Our TD-BEM solver is efficient, but it still has a quadratic complexity which might become a problem for large problems. This high complexity motivates the study of an FMM based TD-BEM solver with the objective of being more competitive as the problem size increases. Therefore, we have implemented an FMM-based solver but while the complexity should be lower than the matrix approach, it remains unclear from which problem size. Moreover, we show in [PhD defense of B. Bérenger] different results and point-out that the memory cost is much more expensive for the FMM approach compare to the matrix one. The method has been discussed in [43] among other ScalFMM applications.

All the implementations should be in high quality in the Software Engineering sense since the resulting library is going to be used by industrial applications.

This work is developed in the framework of Bérenger Bramas's PhD and contributes to the EADS-ASTRIUM, Inria, Conseil Régional initiative.

Randomized algorithms for covariance matrices

Covariance kernel matrices

Random projection based Low Rank Approximation (LRA) algorithms such as the randomized SVD produce approximate matrix factorizations in quadratic instead of cubic time in N (N being the matrix size). This complexity can be further improved if fast matrix multiplication is available. A paper explaining our recent advances in fast randomized LRA of covariance kernel matrices using FMM is available as a research report [63] and presented in [44] . In particular, the fast multipole acceleration of the randomized SVD allowed for generating Gaussian random fields on arbitrary grids in linear running time and memory requirements. The code is available in the open source C++ project FMR: https://gforge.inria.fr/projects/fmr, it relies heavily on the ScalFMM library for data structures and fast matrix multiplication.
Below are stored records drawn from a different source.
PR #160, opened 2022-02-14
Remove EnumStore from PowerFx Config constructor

lesaltzm:
The EnumStore is on our list to update  to allow hosts to configure the Enums and Functions available in their scenarios. As part of that, it shouldn't be part of the PowerFxConfig constructor, and instead should be updated using the builder pattern shared by functions and environment symbols.


bryancroteau-MSFT (approved):

MikeStall (approved):
:shipit:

New applications: Data Assimilation and Taxonomy

Many applications like data assimilation (e.g. Kalman Filtering or variational approaches) or biology (e.g. taxonomy) involve covariance matrices that are only known in algebraic form, as opposed to kernel matrices that can be explicitly build given a kernel function. In a joint project (called FastMDS) with Alain Franc (INRA, Inria PLEIADE) addressing fast methods for the classification of biological species (taxonomy) our randomized SVD algorithm was used in order to accelerate a MultiDimensionalScaling (MDS) algorithm. The MDS is a widely used method in machine learning and data analysis that aim at visualizing the information contained in a distance matrix. Our MDS algorithm is applied to DNA sequences coming from various sources (e.g. Leman's lake), it consists in forming an euclidian image of the sample by taking the square root of a covariance matrix computed from the distance matrix. The randomized SVD approach lead to promising results, since it allowed to treat up to 100.000 samples in a few seconds. Since the covariance matrix still needs to be loaded in memory, storage might become problematic for larger samples. Therefore we are now considering matrix-free methods in order to decrease the memory requirements but also hierarchical algorithms in order to compute the MDS in near-linear time. The following methods are currently under investigation:

  • Random column selection based LRA methods such as the Nystrom method or blocked variant of the Nystrom method (BBF, see Wang, Darve, Mahoney).

  • Random projection based LRA powered by general H2-methods.

All these techniques are considered since they apply well, when the relevant information is spread uniformly among the data, just like in our data sets.